Hoffmann and colleagues administered the scan to 103 patients who had come to the Massachusetts General Hospital emergency room complaining of chest pain, and findings were compared with results of other diagnostic tests performed during the patients’ hospitalization. Of 14 patients diagnosed with acute coronary syndrome during hospitalization, all showed evidence of significant plaque buildup in the arteries on the MDCT scan. Of the 41 people whose scans showed no significant plaque, none were diagnosed with heart disease during hospitalization or by a five-month follow-up. The scans found no significant narrowing of the arteries in 73 patients, and subsequent tests confirmed that none of them had heart disease.
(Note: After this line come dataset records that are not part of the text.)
PR #2699, opened 2025-10-03
feat(Rust): add support to ext && skip named_xx

urlyy:
## What does this PR do?

1. Added many unit tests, which should ensure the correctness of the protocol implementation.
2. Added benchmark code for string_data writing.
3. Implemented skipping for `named_xx`.
4. Implemented `write_namespace`/`typename` in `Consistent` mode (unit tests not completed due to `structHash` not being implemented).
5. Added sorting of fields when reading in `TypeMeta``.

fory support util func to write/read
```rust
pub fn write<T: Serializer>(
    this: &T,
    context: &mut WriteContext,
    is_field: bool,
    skip_ref_flag: bool,
    skip_type_info: bool,
) {
    write_ref_info_data(this, context, is_field, skip_ref_flag, skip_type_info);
}

pub fn read<T: Serializer>(
    context: &mut ReadContext,
    is_field: bool,
    skip_ref_flag: bool,
    skip_type_info: bool,
) -> Result<T, Error> {
    read_ref_info_data(context, is_field, skip_ref_flag, skip_type_info)
}
```
use customized serializer like this:
```
#[derive(Debug, PartialEq, Default)]
struct MyExt {
    id: i32,
}
impl Serializer for MyExt {
    fn fory_write_data(&self, context: &mut WriteContext, _is_field: bool) {
        // set is_field=false to write type_id like in java xwriteRef 
        write(&self.id, context, false, false, false);
    }

  fn fory_read_data(context: &mut ReadContext, _is_field: bool) -> Result<Self, Error> {
      Ok(Self {
          // set is_field=false to write type_id like in java xreadRef
          id: read(context, false, false, false)?,
      })
  }
}
```


urlyy:
Other notes:

1. The code for `metastring_resolver` was written by large language model, but it works correctly.
2. Originally, the `string-simd` code and benchmark were also written by the large language model and showed a 1.5–2× performance improvement. However, during final testing, some issues were found, so the SIMD implementation was completely removed, while the benchmark code was retained for future use.

urlyy:
I don't know why the ci-python error occurred.

rust/tests/tests/test_compatible.rs
```diff
@@ -15,11 +15,12 @@
 // specific language governing permissions and limitations
 // under the License.
 
+mod compatible;
```
chaokunyang: this file can be moved to compatible dir

rust/fory-derive/src/object/read.rs
```diff
@@ -136,7 +136,7 @@ pub fn gen_read(struct_ident: &Ident) -> TokenStream {
                     <Self as fory_core::serializer::Serializer>::fory_read_data(context, false)
                 },
                 fory_core::types::Mode::Compatible => {
-                    <#struct_ident as fory_core::serializer::StructSerializer>::fory_read_compatible(context)
+                    <#struct_ident as fory_core::serializer::Serializer>::fory_read_compatible(context)
```
chaokunyang, line 139: why it's `Serializer` instead of `StructSerializer`

urlyy: Although it may look a bit semantically confusing… In order to split up the code and improve readability, I moved the deserialization logic of `compatible_struct` into `read_compatible()`, which is on the same level as `read()`. However, since the code for `read_compatible()` is generated at compile time, the variable names don’t reveal whether the type is a struct or an EXT or an enum, so in such cases `read_compatible()` is always used.

The problem is that EXT types only implement the `Serializer` trait. With the previous implementation, they didn’t have a `read_compatible()` method, which would result in a “method not found” error. To fix this, I moved `read_compatible()` from the `StructSerializer` trait into the `Serializer` trait, and provided a default implementation whose logic applies only to `EXT/NAMED_EXT`. The only possible callers of `read_compatible()` are `struct/enum/ext`. And struct/enum will override the default implementation.

urlyy: It may look a bit semantically confusing… In order to split up the code and improve readability, I moved the deserialization logic of `compatible_struct` into `read_compatible()`, which is on the same level as `read()`. However, since the code for `read_compatible()` is generated at compile time, the variable names don’t reveal whether the type is a struct or an EXT or an enum, so in such cases `read_compatible()` is always used.

The problem is that EXT types only implement the `Serializer` trait. With the previous implementation, they didn’t have a `read_compatible()` method, which would result in a “method not found” error. To fix this, I moved `read_compatible()` from the `StructSerializer` trait into the `Serializer` trait, and provided a default implementation whose logic applies only to `EXT/NAMED_EXT`. The only possible callers of `read_compatible()` are `struct/enum/ext`. And struct/enum will override the default implementation.


`But I found that this part still doesn’t handle EXT, so it needs to be added.`

rust/tests/tests/test_compatible.rs
urlyy: Done

rust/fory-derive/src/object/read.rs
urlyy: > `But I found that this part still doesn’t handle EXT, so it needs to be added.`

Done

chaokunyang:
@urlyy The API has changed a lot in #2704 , please merge main branch.

urlyy:
> @urlyy The API has changed a lot in #2704 , please merge main branch.

Yes, I will handle this soon.

chaokunyang:
> Other notes:
> 
> 2. Originally, the `string-simd` code and benchmark were also written by the large language model and showed a 1.5–2× performance improvement. However, during final testing, some issues were found, so the SIMD implementation was completely removed, while the benchmark code was retained for future use.

@urlyy Could you share more details about the issue you found?

urlyy:
> @urlyy Could you share more details about the issue you found?

I will solve this in next pr.

urlyy:
Too much trouble, so I’ll just open a new PR：#2712

PR #2701, opened 2025-10-04
feat(java): Add ForyFeature for GraalVM Native Image

### LINKED ISSUE #2697: [Java][Native Image] `ObjectCreator` sometimes produces `Object` under GraalVM 25
### Search before asking

### Version

OS: ArchLinux (6.16.7-zen1-1-zen)
Fory: 'org.apache.fory:fory-core:0.13.0-SNAPSHOT' (Sep 30)
JDK: GraalVM CE 25+37.1 (build 25+37-jvmci-b01)

### Component(s)

Java

### Minimal reproduce step

See https://github.com/gudzpoz/fory-native-image-reproducer/blob/private-constructor/app/src/main/java/org/example/App.java .

```console
$ git clone https://github.com/gudzpoz/fory-native-image-reproducer.git
$ git checkout private-constructor
$ ./gradlew run # pass
$ ./gradlew nativeCompile
$ app/build/native/nativeCompile/test
Error: Exception in thread "main" org.apache.fory.exception.DeserializationException: Deserialize failed, read objects are: [org.example.App@653b6657, java.lang.Object@2a34e425]
	at org.apache.fory.util.ExceptionUtils.handleReadFailed(ExceptionUtils.java:63)
	at org.apache.fory.Fory.deserialize(Fory.java:889)
	at org.apache.fory.Fory.deserialize(Fory.java:785)
	at org.example.App.main(App.java:32)
	at java.base@25/java.lang.invoke.LambdaForm$DMH/sa346b79c.invokeStaticInit(LambdaForm$DMH)
Caused by: java.lang.ClassCastException: java.lang.Object cannot be cast to org.example.App$AbstractClass
	at org.example.AppForyRefCodec_0.read(AppForyRefCodec_0.java:73)
	at org.apache.fory.Fory.readDataInternal(Fory.java:1046)
	at org.apache.fory.Fory.readRef(Fory.java:931)
	at org.apache.fory.Fory.deserialize(Fory.java:885)
	... 3 more
```

Here is the GitHub action run reproducing the issue: https://github.com/gudzpoz/fory-native-image-reproducer/actions/runs/18224046965/job/51890537453 . (The "Test" step contains the failing stack trace.)

The test should pass.

### What did you see instead?

```console
$ app/build/native/nativeCompile/test
Error: Exception in thread "main" org.apache.fory.exception.DeserializationException: Deserialize failed, read objects are: [org.example.App@653b6657, java.lang.Object@2a34e425]
	at org.apache.fory.util.ExceptionUtils.handleReadFailed(ExceptionUtils.java:63)
	at org.apache.fory.Fory.deserialize(Fory.java:889)
	at org.apache.fory.Fory.deserialize(Fory.java:785)
	at org.example.App.main(App.java:32)
	at java.base@25/java.lang.invoke.LambdaForm$DMH/sa346b79c.invokeStaticInit(LambdaForm$DMH)
Caused by: java.lang.ClassCastException: java.lang.Object cannot be cast to org.example.App$AbstractClass
	at org.example.AppForyRefCodec_0.read(AppForyRefCodec_0.java:73)
	at org.apache.fory.Fory.readDataInternal(Fory.java:1046)
	at org.apache.fory.Fory.readRef(Fory.java:931)
	at org.apache.fory.Fory.deserialize(Fory.java:885)
	... 3 more
```

### Anything Else?

This seems to be related to the private constructor(s). Changing `private ConcreteClass(int i)` to `protected ConcreteClass(int i)` solves the issue. Also `ObjectCreator` does not seem to handle parent constructors with arguments currently?

mengnankkkk:
## Why?
Reflective access to private constructors in the GraalVM Native Image environment is limited. ObjectCreator failures return the wrong type, causing a ClassCastException. Lack of friendly GraalVM error messages.

## What does this PR do?
Added GraalVM environment detection and special processing, optimized ObjectCreator implementation, and added unit tests

## Related issues
Close #2697 

### DIFF
--- a/integration_tests/graalvm_tests/src/test/java/org/apache/fory/util/GraalvmSupportRecordTest.java
+++ b/integration_tests/graalvm_tests/src/test/java/org/apache/fory/util/GraalvmSupportRecordTest.java
@@ -49,7 +49,8 @@ public class GraalvmSupportRecordTest {
   public void testIsRecordConstructorPublicAccessible() {
     Assert.assertTrue(GraalvmSupport.isRecordConstructorPublicAccessible(PublicRecord.class));
     Assert.assertFalse(GraalvmSupport.isRecordConstructorPublicAccessible(PrivateRecord.class));
-    Assert.assertFalse(GraalvmSupport.isRecordConstructorPublicAccessible(ClassWithNoArgCtor.class));
+    Assert.assertFalse(
+        GraalvmSupport.isRecordConstructorPublicAccessible(ClassWithNoArgCtor.class));
   }
 
   @Test
@@ -61,7 +62,8 @@ public class GraalvmSupportRecordTest {
     // Class with no-arg constructor doesn't need reflection registration
     Assert.assertFalse(GraalvmSupport.needReflectionRegisterForCreation(ClassWithNoArgCtor.class));
     // Class without no-arg constructor needs reflection registration
-    Assert.assertTrue(GraalvmSupport.needReflectionRegisterForCreation(ClassWithoutNoArgCtor.class));
+    Assert.assertTrue(
+        GraalvmSupport.needReflectionRegisterForCreation(ClassWithoutNoArgCtor.class));
     // Interface doesn't need reflection registration
     Assert.assertFalse(GraalvmSupport.needReflectionRegisterForCreation(Runnable.class));
   }


chaokunyang:
`ParentNoArgCtrObjectCreator` should be able to generate a constructor of parent class to create instance of subclass using `jdk.internal.reflect.ReflectionFactory`. It's strange why it can't work

mengnankkkk:
I was wrong. I should not use unsafe to escape this problem. I should use GraalVM's reachability metadata to solve the problem of ReflectionFactory.

java/fory-core/src/main/resources/META-INF/native-image/org.apache.fory/fory-core/reflection-config.json
```diff
@@ -5,5 +5,18 @@
     "allPublicConstructors": true,
     "allDeclaredMethods": true,
     "allPublicMethods": true
+  },
+  {
+    "name": "jdk.internal.reflect.ReflectionFactory",
```
chaokunyang: those methods are executed at graalvm build time, they won't be executed at graalvm runtime. It's unnecessary to add reflection-config.

I think the key is find out why the generated constructor don't work

mengnankkkk: I will try it💕💕

mengnankkkk: > those methods are executed at graalvm build time, they won't be executed at graalvm runtime. It's unnecessary to add reflection-config.
> 
> I think the key is find out why the generated constructor don't work



I found the problem：
When GraalVM's AOT compiler attempts to statically compile this "handle" into native code, the constructor in the final executable file is actually corrupted and unusable because the dynamic JVM mechanism behind it does not exist in GraalVM's minimalist runtime (Substrate VM).
I think it's possible to use the Unsafe downgrade solution exclusively in GraalVM Native Images. Please share your understanding and solution with me, and I'll consider it.

chaokunyang: Maybe we need to create a new maven module to imply a graalvm Feature for fory. In that feature, we can generate unsafe meta for type without public no argument constructor.

mengnankkkk: We can create a fory-graalvm-feature module specifically to adapt to the GraalVM Native Image environment. They need to depend on both fory-core and fory-graalvm-feature in the project. When they run the native-image build command, GraalVM automatically discovers and runs ForyGraalVMFeature through Service Loader, obtains all registered classes in Fory, identifies those "problematic classes" that rely on ReflectionFactory in the JVM, and registers the "blank instance" creation capability with GraalVM for the "problematic classes". In order to ensure that the subsequent field filling is correct, all fields can be registered at the same time for reflective write operations. Provide an entry point in fory-core to switch to using ForyGraalVMFeature. fory-core needs to expose static methods such as isProblematicForCreation. This is my design. You can add to it.

chaokunyang: Looks good to me overall. We can use Fory existing registry to discover user's registered types, and add necessary metadata to graalvm for those types, so at graalvm runtime, the object creation will work as expected. 

The most critical graal-meta would be :
- `proxy` related meta, so we can create JDK proxy at runtime without users to configure `proxy.json`
- configure `unsafeAllocated` in reflect-meta.json

java/fory-core/src/main/java/org/apache/fory/Fory.java
```diff
@@ -89,6 +93,10 @@
 public final class Fory implements BaseFory {
   private static final Logger LOG = LoggerFactory.getLogger(Fory.class);
 
+  // Static collections for GraalVM Feature support
```
chaokunyang: Could we remove those fields, `TypeResolver` already has static variable to capture registered classes and generated serializers

integration_tests/graalvm_tests/src/main/java/org/apache/fory/graalvm/FeatureTestExample.java
```diff
@@ -0,0 +1,125 @@
...
+import java.lang.reflect.InvocationHandler;
+import java.lang.reflect.Method;
+import java.lang.reflect.Proxy;
+import org.apache.fory.Fory;
+import org.apache.fory.config.Language;
+
+public class FeatureTestExample {
+
+  // Test class with private constructor (problematic for creation)
+  public static class ProblematicClass {
```
chaokunyang: How about naming to PrivateConstructorClass

integration_tests/graalvm_tests/src/main/java/org/apache/fory/graalvm/FeatureTestExample.java
```diff
@@ -0,0 +1,125 @@
...
+    try {
+      // Test 1: Serialize/deserialize problematic class
+      ProblematicClass original = new ProblematicClass("test-value");
+      byte[] serialized = fory.serialize(original);
+      ProblematicClass deserialized = (ProblematicClass) fory.deserialize(serialized);
+
+      if (!"test-value".equals(deserialized.getValue())) {
+        throw new RuntimeException("Problematic class test failed");
+      }
+      System.out.println("✓ Problematic class serialization test passed");
```
chaokunyang: ditto, don't use Problematic, since it's supproted by fory now with this PR

java/fory-core/src/main/java/org/apache/fory/Fory.java
```diff
@@ -1764,4 +1768,47 @@ public MetaCompressor getMetaCompressor() {
...
+   * that delegates to {@link TypeResolver#registerProxyInterfaceForGraalvm}.
+   *
+   * <p>Note: This registers the proxy interface globally across all Fory configurations. If you
+   * need per-configuration registration, use the TypeResolver methods directly.
+   *
+   * @param proxyInterface the proxy interface to register
+   * @throws NullPointerException if proxyInterface is null
+   * @throws IllegalArgumentException if proxyInterface is not an interface
+   */
+  public static void addProxyInterface(Class<?> proxyInterface) {
```
chaokunyang: I prefer not adding API to Fory, since those API are just used by graalvm. We could let it at TypeResolver, and you invoke TypeResolver API directly in GraalVMmFeature

java/fory-core/src/main/java/org/apache/fory/reflect/ObjectCreators.java
```diff
@@ -77,16 +77,47 @@ public static <T> ObjectCreator<T> getObjectCreator(Class<T> type) {
...
+        || RecordUtils.isRecord(type)) {
+      return false;
+    }
+    Constructor<?>[] constructors = type.getDeclaredConstructors();
+    if (constructors.length == 0) {
+      return true;
+    }
+    for (Constructor<?> constructor : constructors) {
+      if (constructor.getParameterCount() == 0) {
+        return false;
```
chaokunyang: For JDK17+ record, if its constructor is public accessible, then it can be invoked by Fory

chaokunyang: And this API could be moved to GraalvmSupport class

java/fory-core/src/main/java/org/apache/fory/util/GraalvmSupport.java
```diff
@@ -145,4 +145,37 @@ public static boolean isRecordConstructorPublicAccessible(Class<?> type) {
...
+  /**
+   * Checks if a class is problematic for object creation and requires special handling in GraalVM.
+   *
+   * <p>A class is considered problematic if it lacks a public no-arg constructor and would
+   * typically require ReflectionFactory or unsafe allocation for instantiation.
+   *
+   * @param type the class to check
+   * @return true if the class is problematic for creation, false otherwise
+   */
+  public static boolean isProblematicForCreation(Class<?> type) {
```
chaokunyang:
```suggestion
  public static boolean needReflectionRegisterForCreation(Class<?> type) {
```

mengnankkkk: Ok. I. will do it  thanks for your codereview and suggestions 💕💕

java/fory-core/src/main/java/org/apache/fory/Fory.java
```diff
@@ -177,11 +177,13 @@ public Fory(ForyBuilder builder, ClassLoader classLoader) {
   @Override
   public void register(Class<?> cls) {
     _getTypeResolver().register(cls);
+    TypeResolver.registerClassForGraalvm(cls, config.getConfigHash());
```
chaokunyang: We don't need to handle this here. TypeResolver should do everything for registry. `ensureSerializersCompiled` will create serializer for every register class, you can add registerClassForGraalvm here

integration_tests/graalvm_tests/src/main/java/org/apache/fory/graalvm/FeatureTestExample.java
```diff
@@ -0,0 +1,125 @@
...
+        throw new RuntimeException("Proxy test failed");
+      }
+      System.out.println("Proxy serialization test passed");
+
+      System.out.println("All GraalVM Feature tests passed!");
+
+    } catch (Exception e) {
+      System.err.println("GraalVM Feature test failed: " + e.getMessage());
+      e.printStackTrace();
+      System.exit(1);
```
chaokunyang:
```suggestion
      throw new RuntimeException(e);
```

java/fory-core/src/main/java/org/apache/fory/resolver/TypeResolver.java
```diff
@@ -670,6 +674,82 @@ public final MetaStringResolver getMetaStringResolver() {
     return metaStringResolver;
   }
 
+  /**
+   * Get all registered classes across all GraalVM registries for native image compilation.
+   *
+   * @return unmodifiable set of all registered classes
+   */
+  public static Set<Class<?>> getAllRegisteredClasses() {
```
chaokunyang: How about movign those methods into GraalvmSupport.java, and we can register all needs info into GraalvmSupport in `TypeResolver#enableSerialziersCcmpiled`. In thsi wya, the API is more clean

java/fory-core/src/main/java/org/apache/fory/resolver/TypeResolver.java
```diff
@@ -670,6 +674,82 @@ public final MetaStringResolver getMetaStringResolver() {
...
+    }
+    return Collections.unmodifiableSet(allClasses);
+  }
+
+  /**
+   * Get all registered proxy interfaces across all GraalVM registries for native image compilation.
+   *
+   * @return unmodifiable set of all registered proxy interfaces
+   */
+  public static Set<Class<?>> getAllProxyInterfaces() {
```
chaokunyang: ditto

java/fory-core/src/main/java/org/apache/fory/resolver/TypeResolver.java
```diff
@@ -670,6 +674,82 @@ public final MetaStringResolver getMetaStringResolver() {
...
+  }
+
+  /**
+   * Register a class in the GraalVM registry for native image compilation. This should be called
+   * from {@link org.apache.fory.Fory#register} methods.
+   *
+   * @param cls the class to register
+   * @param configHash the configuration hash for the Fory instance
+   */
+  public static void registerClassForGraalvm(Class<?> cls, int configHash) {
```
chaokunyang: ditto,and we can also remove `ForGraalvm` if we move those methods into `GraalvmSupport`

integration_tests/graalvm_tests/src/main/java/org/apache/fory/graalvm/FeatureTestExample.java
```diff
@@ -0,0 +1,124 @@
...
+    System.out.println("Testing Fory GraalVM Feature...");
+
+    Fory fory =
+        Fory.builder().withLanguage(Language.JAVA).withRefTracking(true).withCodegen(false).build();
+
+    fory.register(PrivateConstructorClass.class);
+    fory.register(TestInvocationHandler.class);
+
+    // Register proxy interface
+    TypeResolver.addProxyInterface(TestInterface.class);
```
chaokunyang:
```suggestion
    GraalvmSupport.registerProxySupport(TestInterface.class);
```

java/fory-core/src/main/java/org/apache/fory/util/GraalvmSupport.java
```diff
@@ -54,6 +65,97 @@ public static boolean isGraalRuntime() {
...
+  }
+
+  /**
+   * Register a class in the GraalVM registry for native image compilation.
+   *
+   * @param cls the class to register
+   * @param configHash the configuration hash for the Fory instance
+   */
+  public static void registerClassForGraalvm(Class<?> cls, int configHash) {
+    GraalvmClassRegistry registry =
```
chaokunyang, line 105: Needs a check `IS_GRAALVM_NATIVE_IMAGE`, if not, this should be a no-op. Otherwise it hold strong reference to class, which will make class gc not work.

Please check whether similiar issues exist too

integration_tests/graalvm_tests/src/main/resources/META-INF/native-image/org.apache.fory/graalvm_tests/native-image.properties
```diff
@@ -33,4 +33,6 @@ Args=-H:+ReportExceptionStackTraces \
   org.apache.fory.graalvm.CollectionExample,\
   org.apache.fory.graalvm.ArrayExample,\
   org.apache.fory.graalvm.Benchmark,\
-  org.apache.fory.graalvm.Main
+  org.apache.fory.graalvm.FeatureTestExample,\
+  org.apache.fory.graalvm.Main,\
+  org.apache.fory.util.GraalvmSupport$GraalvmClassRegistry
```
chaokunyang: this should be moved into `native-image.properties` under fory-core

java/fory-graalvm-feature/src/test/java/org/apache/fory/graalvm/feature/ForyGraalVMFeatureTest.java
```diff
@@ -0,0 +1,167 @@
...
+
+import static org.junit.Assert.*;
+
+import org.apache.fory.Fory;
+import org.apache.fory.util.GraalvmSupport;
+import org.junit.After;
+import org.junit.Before;
+import org.junit.Test;
+
+public class ForyGraalVMFeatureTest {
```
chaokunyang, line 27: This file tested nothing, you should move it into graalvm-tests

java/pom.xml
```diff
@@ -92,7 +92,13 @@
         <jdk>[17,]</jdk>
       </activation>
       <modules>
+        <module>fory-core</module>
```
chaokunyang: this is wrong, please revert it. Only `fory-simd` use JDK17+

integration_tests/graalvm_tests/src/main/java/org/apache/fory/graalvm/FeatureTestExample.java
```diff
@@ -0,0 +1,124 @@
...
+    fory.register(TestInvocationHandler.class);
+
+    // Register proxy interface
+    GraalvmSupport.registerProxySupport(TestInterface.class);
+
+    try {
+      // Test 1: Serialize/deserialize class with private constructor
+      PrivateConstructorClass original = new PrivateConstructorClass("test-value");
+      byte[] serialized = fory.serialize(original);
+      PrivateConstructorClass deserialized = (PrivateConstructorClass) fory.deserialize(serialized);
```
chaokunyang: Please also assert `fory.getClassResolver().getSerializer(PrivateConstructorClass.class) instanceof Generated`

integration_tests/graalvm_tests/pom.xml
```diff
@@ -64,6 +64,12 @@
       <artifactId>fory-graalvm-feature</artifactId>
       <version>${project.version}</version>
     </dependency>
+    <dependency>
+      <groupId>junit</groupId>
```
chaokunyang: We use testng in fory

java/fory-core/src/main/java/org/apache/fory/util/GraalvmSupport.java
```diff
@@ -54,6 +65,103 @@ public static boolean isGraalRuntime() {
...
+    registry.registeredClasses.add(cls);
+  }
+
+  /**
+   * Register a proxy interface in the GraalVM registry for native image compilation.
+   *
+   * @param proxyInterface the proxy interface to register
+   * @param configHash the configuration hash for the Fory instance
+   */
+  public static void registerProxyInterfaceForGraalvm(Class<?> proxyInterface, int configHash) {
```
chaokunyang: The class is already GraalvmSupport, we don't need to replicate `graalvm` in teh method name

java/fory-core/src/test/java/org/apache/fory/resolver/ClassResolverTest.java
```diff
@@ -539,4 +540,44 @@ public void testAbstractCustomSerializer() {
         fory.getClassResolver().getSerializer(abs2Test.getClass()).getClass(),
         AbstractCustomSerializer.class);
   }
+
+  static class GraalvmRegistrationBean {
+    int value;
+  }
+
+  @Test
+  public void testEnsureSerializersCompiledRegistersClassesForGraalvm() {
```
chaokunyang: Move this test to graavm_tests

integration_tests/graalvm_tests/pom.xml
```diff
@@ -59,6 +58,22 @@
       <artifactId>fory-core</artifactId>
       <version>${project.version}</version>
     </dependency>
+    <dependency>
+      <groupId>org.apache.fory</groupId>
+      <artifactId>fory-graalvm-feature</artifactId>
+      <version>${project.version}</version>
+    </dependency>
+    <dependency>
+      <groupId>org.graalvm.sdk</groupId>
```
chaokunyang: `fory-graalvm-feature` should alreay has `org.graalvm.sdk` as provided , why add it again here?

integration_tests/graalvm_tests/src/test/java/org/apache/fory/util/GraalvmSupportRecordTest.java
```diff
@@ -0,0 +1,111 @@
...
+ * under the License.
+ */
+
+package org.apache.fory.util;
+
+import org.apache.fory.util.record.RecordUtils;
+import org.testng.Assert;
+import org.testng.annotations.Test;
+
+public class GraalvmSupportRecordTest {
```
chaokunyang, line 26: I suggest move this file to `graalvm_tests`

java/fory-graalvm-feature/src/main/java/org/apache/fory/graalvm/feature/ForyGraalVMFeature.java
```diff
@@ -0,0 +1,94 @@
...
+import org.graalvm.nativeimage.hosted.RuntimeReflection;
+
+/**
+ * GraalVM Feature for Apache Fory serialization framework.
+ *
+ * <p>This feature automatically registers necessary metadata for GraalVM native image compilation
+ * to ensure Fory serialization works correctly at runtime. It handles:
+ *
+ * <ul>
+ *   <li>Registering problematic classes for unsafe allocation
```
chaokunyang: don't use `problematic` across this pr

mengnankkkk:
What should I do? I always encounter a configuration problem. When running in the graalvm environment, there is always a problem of native-image command parsing error. What should I do? I have tried many methods (crying)

chaokunyang:
image
you can make it use Unsafe for object allocation too when running in graalvm

java/fory-core/src/main/java/org/apache/fory/serializer/ObjectStreamSerializer.java
```diff
@@ -80,10 +80,60 @@
...
+  }
+
+  /**
+   * Safe wrapper for ObjectStreamClass.lookup that handles GraalVM native image limitations. In
+   * GraalVM native image, ObjectStreamClass.lookup may fail for certain classes like Throwable due
+   * to missing SerializationConstructorAccessor. This method catches such exceptions and returns
+   * null, allowing the serializer to use alternative approaches like Unsafe.allocateInstance.
+   */
+  private static ObjectStreamClass safeObjectStreamClassLookup(Class<?> type) {
+    if (GraalvmSupport.isGraalRuntime()) {
```
chaokunyang: Just use `GraalvmSupport.IS_GRAALVM_NATIVE_IMAGE`

mengnankkkk:
@chaokunyang I'm very sorry. My current coding skills aren't enough to completely fix this bug, and I haven't passed the CI test. Could you please make some changes on my branch to fix this bug? I've tried many methods, but the files are messed up. I'm sorry that after nearly two weeks, I still haven't solved this bug. I'm very sorry. Could you please refactor and upgrade my messy code?

chaokunyang:
Hi @mengnankkkk, thanks for your hard work and for letting me know the situation. I understand that you’ve spent quite a bit of time on this bug, and I appreciate the effort you’ve put in.

I’ll take a look at your branch, refactor the code, and work on fixing the bug so we can get the CI tests to pass. Don’t worry about the current state — debugging can be tricky, and each attempt helps us better understand the problem.

Thanks again for your contributions! I’ll update the PR once I’ve made the necessary changes.

mengnankkkk:
> Hi @mengnankkkk, thanks for your hard work and for letting me know the situation. I understand that you’ve spent quite a bit of time on this bug, and I appreciate the effort you’ve put in.
> 
> I’ll take a look at your branch, refactor the code, and work on fixing the bug so we can get the CI tests to pass. Don’t worry about the current state — debugging can be tricky, and each attempt helps us better understand the problem.
> 
> Thanks again for your contributions! I’ll update the PR once I’ve made the necessary changes.

I'm very sorry. I pushed AI to find a solution to the problem, but it didn't seem to solve it and made the code look even more shitty. I'm very sorry./(ㄒoㄒ)/~~

chaokunyang (approved):
LGTM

So far, only a tiny minority of emergency rooms are equipped with the new scanners, Dr. Hoffmann says, although they’re becoming more widely used. He adds that they have the potential to save many patients the cost and anxiety of hospitalization and additional tests. While chest pain is the most common symptom of heart attack, more than 6 million people a year are admitted to the hospital because the diagnosis isn’t clear.
    
“For patients, it’s a big deal to spend a day or two in the hospital not knowing if the pain they experienced is related to their heart,” says Dr. Hoffmann. “It would be a big relief for them if we could tell them quickly.”